# JFrame aktivieren



## Gemli (28. Sep 2008)

Hallo,

hab einen Minesweeper Bot geschrieben - den müsste ich jetzt irgendwie beenden können. Global hotkeys gibt es ja wohl nicht in java (falls doch.... ich wär so dankbar!).
Mein Plan war jetzt nach jedem click ins minesweeper fenster nen kleinen jframe zu aktivieren, der keyevents abfängt. Ich find jetzt nur keine Methode um den JFrame zum aktiven Fenster zu machen. 
Geht das mit Jframe.setstate(int)?

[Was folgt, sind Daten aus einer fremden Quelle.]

PR #210, opened 2023-01-18
ID-2830 [Chore] Fetch api tokens from all apps to populate tokens dropdown

squallstar:
image

requires https://github.com/Fliplet/fliplet-api/pull/5629

### DIFF
--- a/js/interface.js
+++ b/js/interface.js
@@ -43,7 +43,7 @@ var entryMap = {
   entries: {}
 };
 var currentFinalRules;
-var integrationTokenList;
+var integrationTokenList = [];
 var selectedTokenId;
 var selectedTokenName;
 var globalTimer;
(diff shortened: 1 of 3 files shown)


js/interface.js
```diff
@@ -2189,9 +2182,13 @@ $allowBtnFilter.click(function(event) {
 
   if (value === 'tokens') {
     var tpl = Fliplet.Widget.Templates['templates.apiTokenList'];
+    var appTokens = _.groupBy(integrationTokenList, function (token) {
+      return _.get(_.first(token.apps), 'name', 'Other');
```
tonytlwu, line 2186:
```suggestion
      return _.get(_.first(token.apps), 'name', 'Other...');
```

js/interface.js
```diff
@@ -2189,9 +2182,13 @@ $allowBtnFilter.click(function(event) {
...
+    });
 
     $('.tokens-list').html(tpl({
-      integrationTokenList: integrationTokenList
+      // Sort by key (app name)
+      apps: _.fromPairs(_.sortBy(_.toPairs(appTokens), 1).reverse())
```
tonytlwu, line 2191: If we're using `_.sortBy()` but you've name one of the apps "Other", then we can't have "Other..." at the end. 

I also suggest sorting the string after they're all upper/lowercased so that A, B C don't come before a, b, c.

js/interface.js
```diff
@@ -2189,11 +2197,24 @@ $allowBtnFilter.click(function(event) {
...
     var tpl = Fliplet.Widget.Templates['templates.apiTokenList'];
+    var appTokens = _.groupBy(integrationTokenList, function (token) {
+      return _.get(_.first(token.apps), 'name', DESCRIPTION_APP_UNKNOWN);
+    });
+
+    // Sort by key (app name), but keep the unknown grouped tokens at the end of the list
+    var appsList = _.sortBy(_.mapValues(appTokens, function (tokens, name) {
+      return { name: name, tokens: tokens };
+    }), function (key) {
+      return key === DESCRIPTION_APP_UNKNOWN ? _.repeat('z', 32) : key;
```
tonytlwu, line 2208:
```suggestion
      return key === DESCRIPTION_APP_UNKNOWN ? 'z' : key.toUppercase();
```

...so that the sort is case-insensitive.

tonytlwu (changes requested):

Welcher int wert ist das dann?


----------



## SlaterB (29. Sep 2008)

GlobalHotkeyManager
http://www.javaspecialists.eu/archive/Issue007.html


----------



## Guest (29. Sep 2008)

sicher, dass das globale hotkeys sind? hab es noch nicht probiert, da ich hier kein java hab, aber sieht so aus, als würden die hotkeys auch nur für ein aktives fenster funkionieren.


----------



## Guest (29. Sep 2008)

gerade ausprobiert, es sind keine! globalen hotkeys - funktionieren nur, wenn das Fenster aktiv ist.
Gibts noch eine Möglichkeit den Focus auf den JFrame zu setzen, wenn ein anderes Fenster zum aktiven wird?


----------



## Netscanner Waldi (29. Sep 2008)

Ich versteh dein Problem nicht so ganz. Ich hab ein Programm, den Controller, der startet einen Frame 1. Den Frame  1 überwache ich mittels Oberserver/Observable. Der Controller startet ein zweites Fenster, wieder kontrolliert über Observer/Observable. Wird in Fenster 2 was geklickt oder ne beliebige Aktion ausgeführt, bekommt der Controller ne Nachricht, der darauf hin was in Fenster 1 anstellt.
Oder willst du zwischen zwei getrennten Anwendungen hin und herschalten?


----------



## Gemli (29. Sep 2008)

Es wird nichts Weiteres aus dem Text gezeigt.